Puigcerdá is the capital of the Cerdagne, and there the people gather as to a fair. It was the capital of the Cerdagne long before the people knew or cared whether they were governed from the north or from the south. One and a half miles away, over the river in French territory, the tiny hamlet of Hix marks the place where the old capital was before Puigcerdá was founded and ousted it in the early Middle Ages. From many points in Puigcerdá, from the terrace in front of the Town Hall, from the northern end of one of its streets, but especially from its church tower, you take in one view the whole of the Cerdagne. As one gazes upon that view, one should remember that this was the principal highway of organized Christendom against the Mohammedan, and through this went Charlemagne and his son.

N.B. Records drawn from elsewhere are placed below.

Issue #5486, opened 2023-06-02
util: have log splitter apply rsv lines to ability names


quisquous:
It'd be convenient if when people used the log splitter (in util/logtools) that it applied any rsv lines (262 lines) from the same file to ability and effect names.

xiashtra:
This could maybe be expanded into allowing the log tools to use a file of substitutions we keep in the project tree.  It would be useful for some of the other log tools (such as the timeline tools), which might get used against a partial log that is missing 262 lines.  For instance, any log split with @valarnin's [log splitter plugin](https://github.com/valarnin/ACT_FFXIV_Log_Splitter_Plugin) will not have the 262 lines, since his plugin splits on 01 zone change lines, which appear after all of the 262 lines are written currently.

quisquous:
For what it's worth, [this log splitter](https://quisquous.github.io/cactbot/util/logtools/splitter.html) always includes 262 lines.  Maybe @valarnin's plugin could use this same logic.  The netlog_defs file has a `globalInclude` boolean which is intended to be a "always include all instances of this line even in a split log".  Similarly there's also `lastInclude` which is "always include the last instance of this line even in a split log".

quisquous:
I think this is done now.

PR #5701, opened 2023-07-16
util: apply rsvs to abilities/effects in log splitter

wexxlee:
Addresses the original scope of #5486 .  Updating make_timeline/test_timeline to use RSV lines (or, for that matter, to use a substitution table) would take some additional work.

Because 262 lines are zone-specific, I unset `globalInclude` and added logic to the log splitter to collect and push only those zone-specific RSV lines for each split log.  (From what I can tell, `globalInclude` is only used by the splitter, but if that's incorrect and we need to make adjustments elsewhere, let me know.)

### DIFF
--- a/resources/netlog_defs.ts
+++ b/resources/netlog_defs.ts
@@ -22,6 +22,8 @@ export type LogDefinition = {
   firstUnknownField?: number;
   // A map of all of the fields, unique field name to field index.
   fields?: { [fieldName: string]: number };
+  // A map of the field(s) that *may* contain RSV keys (for decoding)
+  possibleRsvFields?: { [fieldName: string]: number };
   subFields?: {
     [fieldName: string]: {
       [fieldValue: string]: {
@@ -342,6 +344,9 @@ const latestLogDefinitions = {
       z: 11,
       heading: 12,
     },
+    possibleRsvFields: {
+      ability: 5,
+    },
     blankFields: [6],
     playerIds: {
       2: 3,
@@ -389,6 +394,9 @@ const latestLogDefinitions = {
       sequence: 44,
       targetIndex: 45,
       targetCount: 46,
+    },
+    possibleRsvFields: {
+      ability: 5,
     },
     playerIds: {
       2: 3,
@@ -438,6 +446,9 @@ const latestLogDefinitions = {
       targetIndex: 45,
       targetCount: 46,
     },
+    possibleRsvFields: {
+      ability: 5,
+    },
     playerIds: {
       2: 3,
       6: 7,
@@ -459,6 +470,9 @@ const latestLogDefinitions = {
       id: 4,
       name: 5,
       reason: 6,
+    },
+    possibleRsvFields: {
+      name: 5,
     },
     playerIds: {
       2: 3,
@@ -550,6 +564,9 @@ const latestLogDefinitions = {
       targetMaxHp: 10,
       sourceMaxHp: 11,
     },
+    possibleRsvFields: {
+      effect: 3,
+    },
     playerIds: {
       5: 6,
       7: 8,
@@ -630,6 +647,9 @@ const latestLogDefinitions = {
       targetId: 7,
       target: 8,
       count: 9,
+    },
+    possibleRsvFields: {
+      effect: 3,
     },
     playerIds: {
       5: 6,
@@ -1118,7 +1138,6 @@ const latestLogDefinitions = {
       key: 4,
       value: 5,
     },
-    globalInclude: true,
     canAnonymize: true,
     firstOptionalField: undefined,
   },
--- a/resources/netlog_defs.ts
+++ b/resources/netlog_defs.ts
@@ -22,8 +22,8 @@ export type LogDefinition = {
   firstUnknownField?: number;
   // A map of all of the fields, unique field name to field index.
   fields?: { [fieldName: string]: number };
-  // A map of the field(s) that *may* contain RSV keys (for decoding)
-  possibleRsvFields?: { [fieldName: string]: number };
+  // A list of field ids that *may* contain RSV keys (for decoding)
+  possibleRsvFields?: readonly number[];
   subFields?: {
     [fieldName: string]: {
       [fieldValue: string]: {
@@ -344,9 +344,7 @@ const latestLogDefinitions = {
       z: 11,
       heading: 12,
     },
-    possibleRsvFields: {
-      ability: 5,
-    },
+    possibleRsvFields: [5],
     blankFields: [6],
     playerIds: {
       2: 3,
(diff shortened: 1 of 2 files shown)


resources/netlog_defs.ts
```diff
@@ -1118,7 +1138,6 @@ const latestLogDefinitions = {
       key: 4,
       value: 5,
     },
-    globalInclude: true,
```
quisquous, line 1121: What do you think about leaving this as `globalInclude: true`. My reasoning for setting this was mostly is so that if folks split/anonymize logs and then include them in the contribute logs file, then we'll always have the rsv lines if needed.

util/logtools/splitter.ts
```diff
@@ -89,20 +143,23 @@ export default class Splitter {
...
     lines.push(line);
 
     lines = lines.sort((a, b) => {
-      // Sort by earliest time first, then by earliest log id.
+      // Sort by earliest time first, then by the lowest-numbered type.
       // This makes the log a little bit fake but maybe it's good enough.
-      const aStr = a.slice(3, 36) + a.slice(0, 3);
-      const bStr = b.slice(3, 36) + b.slice(0, 3);
+      const aStr = (a.split('|')[1] ?? '') + (a.split('|')[0] ?? '');
+      const bStr = (b.split('|')[1] ?? '') + (b.split('|')[0] ?? '');
```
quisquous, line 154: What are these changes for?

util/logtools/splitter.ts
```diff
@@ -20,9 +26,33 @@ export default class Splitter {
     private notifier: Notifier,
     private includeGlobals: boolean,
   ) {
-    // Remap logDefinitions from log type (instead of name) to definition.
-    for (const def of Object.values(logDefinitions))
+    for (const def of Object.values(logDefinitions) as LogDefinition[]) {
```
quisquous, line 29: Is there a way to avoid `as LogDefinition[]` here?

resources/netlog_defs.ts
```diff
@@ -342,6 +344,9 @@ const latestLogDefinitions = {
       z: 11,
       heading: 12,
     },
+    possibleRsvFields: {
+      ability: 5,
```
quisquous, line 348: Is the name here ever used? I think this should probably be either `'ability'` or `'5'` and not redundantly both?

util/logtools/splitter.ts
```diff
@@ -67,6 +105,22 @@ export default class Splitter {
...
+        this.rsvLines = {};
+        this.rsvSubstitutionMap = {};
+      }
+      const idIdx = 4;
+      const valueIdx = 5;
+      const rsvId = splitLine[idIdx];
+      const rsvValue = splitLine[valueIdx];
+      if (rsvId !== undefined && rsvValue !== undefined) {
+        this.rsvLines[rsvId] = line;
+        this.rsvSubstitutionMap[rsvId] = rsvValue;
```
quisquous, line 122: Do you feel like there's any need to split statuses and actions? Proooobably we're ok in that they are wildly apart from each other and likely won't ever collide, but they are separate namespaces of ids.

Could you at least leave a TODO here about this?

quisquous (commented):
Ooooh, this is exciting, thank you!

quisquous:
> Addresses the original scope of #5486 . Updating make_timeline/test_timeline to use RSV lines (or, for that matter, to use a substitution table) would take some additional work.

Yeah, this could be a separate PR if somebody wanted to do it, or people could just run logs through the splitter first to un-RSV them if needed for now.

> Because 262 lines are zone-specific, I unset `globalInclude` and added logic to the log splitter to collect and push only those zone-specific RSV lines for each split log. (From what I can tell, `globalInclude` is only used by the splitter, but if that's incorrect and we need to make adjustments elsewhere, let me know.)

Yeah, globalInclude, lastInclude, canAnonymize, isUnknown, firstUnknownFields, playerIds, firstOptionalField, are all log splitter / anonymizer fields.

resources/netlog_defs.ts
wexxlee: > What do you think about leaving this as `globalInclude: true`. My reasoning for setting this was mostly is so that if folks split/anonymize logs and then include them in the contribute logs file, then we'll always have the rsv lines if needed.

So my thinking on removing this was two-fold.  First, they aren't really global includes since they are zone-specific and sent on zone-in.  Second, you can have multiple zone-ins (for that matter, multiple fights) in the same log file, and globalIncludes will export all of them in the split log file.  So if you end up trying to split a log file with a lot of prog hours (particularly across multiple fights), you'll end up with a lot of duplicate rsv line,ms (and possibly some irrelevant ones).

The logic I added to splitter will still export all of the rsv lines for a particular zone in the split/anonymized log, just like we do for combatants (which I think is analogous).  But no dups and no stuff from other zones.

util/logtools/splitter.ts
wexxlee: These slices don't work (or at least don't work as intended, I think), given that the logtype field can be either 2 or 3 characters long (eg all of the OverlayPlugin-emitted lines).  So rather than arbitrarily splitting the line at a fixed length, it splits by field (which I think was the original intent?)

util/logtools/splitter.ts
wexxlee: I tried, but I think we need the forced typing because possibleRsvFields is an optional property, and TS throws a tantrum if the def object doesn't have an explicit type.  I thought the forced typing would be okay in this circumstance because the object values are imported and already of that type (from netdefs) so there's not really any room for whoopsies.   But let me know if you have another idea in mind.

resources/netlog_defs.ts
wexxlee: > Is the name here ever used? I think this should probably be either `'ability'` or `'5'` and not redundantly both?

Nah, it's not used.  I did that to maintain the same structure as `fields`, and so it didn't look like a magic-number situation (also easier to visually see what fields we'll be decoding without having to look at `fields` -- although I suppose a comment would also accomplish the same thing.

util/logtools/splitter.ts
wexxlee: > Do you feel like there's any need to split statuses and actions? Proooobably we're ok in that they are wildly apart from each other and likely won't ever collide, but they are separate namespaces of ids.
> 
> Could you at least leave a TODO here about this?

Yeah, proooobably okay, and I will leave a comment.  Although more to the point, I'm not sure we get the namespace from the 262 line anyway.  There's the (commented-out) `unknown0` (3) field on the line that I suspected might have some relation to namespace, but it doesn't match up with the exd table ids so unless we make some assumptions and build a mapping, I'm not sure how else to validate that.

util/logtools/splitter.ts
quisquous:
```typescript
    const defs: LogDefinitionMap = logDefinitions;
    for (const def of Object.values(defs)) {
```

This will do it. The issue as you say is that because it's an optional property and not every value has this property, the intersection of all of these types does not include it. One option is to add it a non-optional member (that could be undefined, but present). The other option is to more loosely type it as the above.

util/logtools/splitter.ts
quisquous: Oh, oops!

The Carolingian tradition is nowhere stronger, strong as it is throughout the Pyrenees, than in this fruitful plain. The very mountains perpetuate it with the name Carlitte, and the valley of Carol and the popular songs perpetuate it also. It was this broad floor, full of provisions and free from ambuscade that allowed Christendom to dominate Catalonia, and render free the country of Barcelona, first of all Spanish territory, from the weight of unchristian government. It is the Cerdagne, therefore, to which we owe the later segregation of the Catalonians from the rest of Spain, their forgetfulness of warfare, their active commercial unrest, their modern submission to Jews, their great wealth. The Cerdagne should possess a great road throughout, for it is all of one type and all of one valley. By some historical accident it is not yet (I believe) so served throughout. After Puigcerdá there is a good new road all the way to Urgel. Another from Puigcerdá turns out of the valley of the Segre and runs off south and east to Barcelona. Certainly Urgel—that town we spoke of in connexion with Andorra—every one travelling in this part should see: Seo, the “Bishopric,” the “See”; a sort of Bastion first thrown out against the Mohammedans by Charlemagne. It is more intensely Spanish perhaps than any other large town in these hills, and that because it has long been so thoroughly cut off from communication with the north. Here also you can find good hospitality. The people are kind, and local travellers are common. Urgel is, however, more easily approached from Andorra than from Puigcerdá. And upon that account I dealt with it in connexion with the little republic.